>>>>

PR #406, opened 2026-08-21
Phase 4: Hextile

sibson:
Phase 4 of `specs/decoder-architecture.md`, the last of the stack, on #405 — this diff is the last two commits.

Six mutually recursive `_handleDecodeHextile*` methods threading eight parameters through every hop become a generator with two `for` loops: `rfb.py` loses 193 lines, the decoder is 84. First phase with a user-visible result — `--encodings hextile` now works against the near-universal encoding.

Two things the migration fixes rather than carries across: a subrectangle is checked against its own tile, not just the rectangle, so packed-coordinate mistakes can no longer hide inside the rect buffer; and a first tile that specifies neither background nor foreground is a diagnosed protocol error instead of an exception on an empty colour.

**N2 is half measured.** `tests/functional/test_bandwidth.py` measures bytes on the wire in CI and asserts Hextile beats Raw on the same scene. Render time is not measured: a shared runner cannot time a decode against a 256x192 scene usefully, and I have no fleet locally to capture a Hextile fixture for `make bench`. That capture is the missing step. The ~20% Raw regression from #402 is unchanged here and unmeasured by this phase.

Tested: 295 unit tests, `flake8` clean. Bytes are derived from RFC 6143 §7.7.4, not from the implementation this deletes — packed subrectangle coordinates, colour carry-over across tiles, and a rectangle whose size is not a multiple of 16.


sibson:
Reviewed for protocol correctness against rfbproto and separately for tests and conventions. The correctness pass fuzzed the decoder against an independently written reference encoder — 4,000 valid streams across ten rectangle sizes compared pixel-for-pixel and byte-for-byte, plus 200,000 garbage streams. Tile geometry, the subencoding mask, the packed subrectangle coordinates and the byte accounting all came back clean, and no malformed stream produced anything but a `DecodeError`. It found two real defects, both fixed above.

**Colours must not carry across a raw tile.** rfbproto says a background may not be carried over if the previous tile was raw, and a foreground may not be carried over if the previous tile was raw *or* had `SubrectsColored` set. The decoder carried both — and the test I committed alongside it asserted that as the correct behaviour, so the test was wrong in the same direction as the code. Both corrected; clearing the colours also means the "no colour has been established" check now covers the one path that was silently exempt from it.

**A tile declaring zero subrectangles was refused.** `AnySubrects` with a count of `0` is redundant but well-formed, and it is what a naive encoder emits when it always sets the bit. The foreground check ran before the count was read, so such a tile killed the session — and whether it did depended on whether some unrelated earlier tile happened to set a foreground, while the same tile with `SubrectsColored` also set decoded fine. It was also a regression: the deleted implementation gated on `if subrects:` and passed these through.

Separately, the tests-and-conventions pass caught why the fleet job failed on the first push, which was my bug in the new bandwidth test: `key` and `pause` never issue a `FramebufferUpdateRequest`, and a compliant server sends pixel data only when asked (RFC 6143 §7.5.3). The capture held the handshake and nothing else — identical whatever encoding was negotiated — so the comparison was between two constants. It captures now, and fails loudly if a capture comes back smaller than the scene has pixels rather than comparing two handshakes.

Two test gaps closed while there: a 2×2 grid of tiles cannot distinguish a row-major walk from a column-major one, and nothing covered a raw tile sitting between a tile that sets colours and one that inherits them — which is how the carry-over defect above became visible.

---

tests/unit/test_decoders.py
```diff
@@ -345,6 +372,308 @@ def test_corre_subrect_count_larger_than_rectangle_pixels_is_a_protocol_error(se
...
+        # No BACKGROUND_SPECIFIED bit anywhere, and no earlier tile to
+        # inherit one from.
+        tile = hextile_tile(HextileEncoding(0))
+        self.cli.dataReceived(
+            framebuffer_update([hextile_rect(0, 0, width, height, [tile])])
+        )
+
+        self.cli.vncProtocolError.assert_called_once()
+        self.cli.transport.loseConnection.assert_called_once()
+
```
sibson, line 676: file is getting long each decoder has it's own test file?

sibson: 🤖 Claude Code: Agreed — 679 lines, 25 tests in one class, and ZRLE/Tight/Cursor each add a comparable block. Split spun off as its own change rather than folded in here, since it moves the RRE and CoRRE tests that landed with #405 as well as the Hextile ones: one file per decoder, fixture builders shared, every test moved unchanged, plus the CLAUDE.md convention so the next encoding lands in its own file.

_🤖 Addressed by [Claude Code](https://claude.com/claude-code)_

PR #407, opened 2026-08-21
Narrow Twisted's transport/factory/peer to what runs after connect

sibson:
Twisted types `transport`, `factory` and `peer` wide because they are unset before a connection exists. Every protocol class here touches them only after `connectionMade`, so declaring the narrow type on the subclass states an invariant the code already relies on rather than suppressing anything. Six bare annotations; no ignores, no casts, no logic changes.

**141 → 89 errors for `vncdotool` alone** (303 → 230 across `vncdotool`+tests). Bare annotations add an `__annotations__` entry and nothing else — verified Twisted's own `transport = None` / `peer = None` class attributes are untouched at runtime.

Three narrowings were tried and reverted because they surface real problems rather than resolving noise, and each deserves its own change:

- `RFBClient.factory` — `RFBFactory` never declares `username`, but `RFBClient`'s ARD auth reads `self.factory.username`. A genuine gap in the base class.
- `VNCDoToolClient.factory` — surfaces `connectionLost`/`vncAuthFailed` passing `self` where `clientConnectionLost`/`clientConnectionFailed` declare an `IConnector`. Pre-existing signature mismatch.
- `RFBServer.transport` — no honest single type. It is only mixed into `VNCLoggingServerProxy(ProxyServer, RFBServer)`, and Twisted narrows `ProxyServer.transport` to `_MakeTypesHappy`, which lacks `setTcpNoDelay`; neither it nor `ITCPTransport` is a subtype of the other, so any narrowing conflicts in the MRO.

`setTcpNoDelay` in `client.py` needed nothing — the existing `isinstance(self.transport, ITCPTransport)` guard already narrows per call, and `ITransport` is the honest declared type since `factory_connect` also serves UNIX sockets.

Tested: `mypy vncdotool` 89, `make typecheck` (currently `vncdotool tests`) 230, `make test` 302 pass, `--warn-unused-ignores` still empty, `flake8` clean.

### DIFF
--- a/vncdotool/command.py
+++ b/vncdotool/command.py
@@ -91,6 +91,8 @@ def log_connected(pcol: TClient) -> TClient:
 
 
 class VNCDoCLIClient(VNCDoToolClient):
+    factory: VNCDoCLIFactory
+
     def vncRequestPassword(self) -> None:
         if self.factory.password is None:
             self.factory.password = getpass.getpass("VNC password:")
--- a/vncdotool/loggingproxy.py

<<<<

### ACTION ITEM
Which lines of the records contain the word "shared"? Copy each of them.

### EXERCISE OUTPUT
**N2 is half measured.** `tests/functional/test_bandwidth.py` measures bytes on the wire in CI and asserts Hextile beats Raw on the same scene. Render time is not measured: a shared runner cannot time a decode against a 256x192 scene usefully, and I have no fleet locally to capture a Hextile fixture for `make bench`. That capture is the missing step. The ~20% Raw regression from #402 is unchanged here and unmeasured by this phase.
sibson: 🤖 Claude Code: Agreed — 679 lines, 25 tests in one class, and ZRLE/Tight/Cursor each add a comparable block. Split spun off as its own change rather than folded in here, since it moves the RRE and CoRRE tests that landed with #405 as well as the Hextile ones: one file per decoder, fixture builders shared, every test moved unchanged, plus the CLAUDE.md convention so the next encoding lands in its own file.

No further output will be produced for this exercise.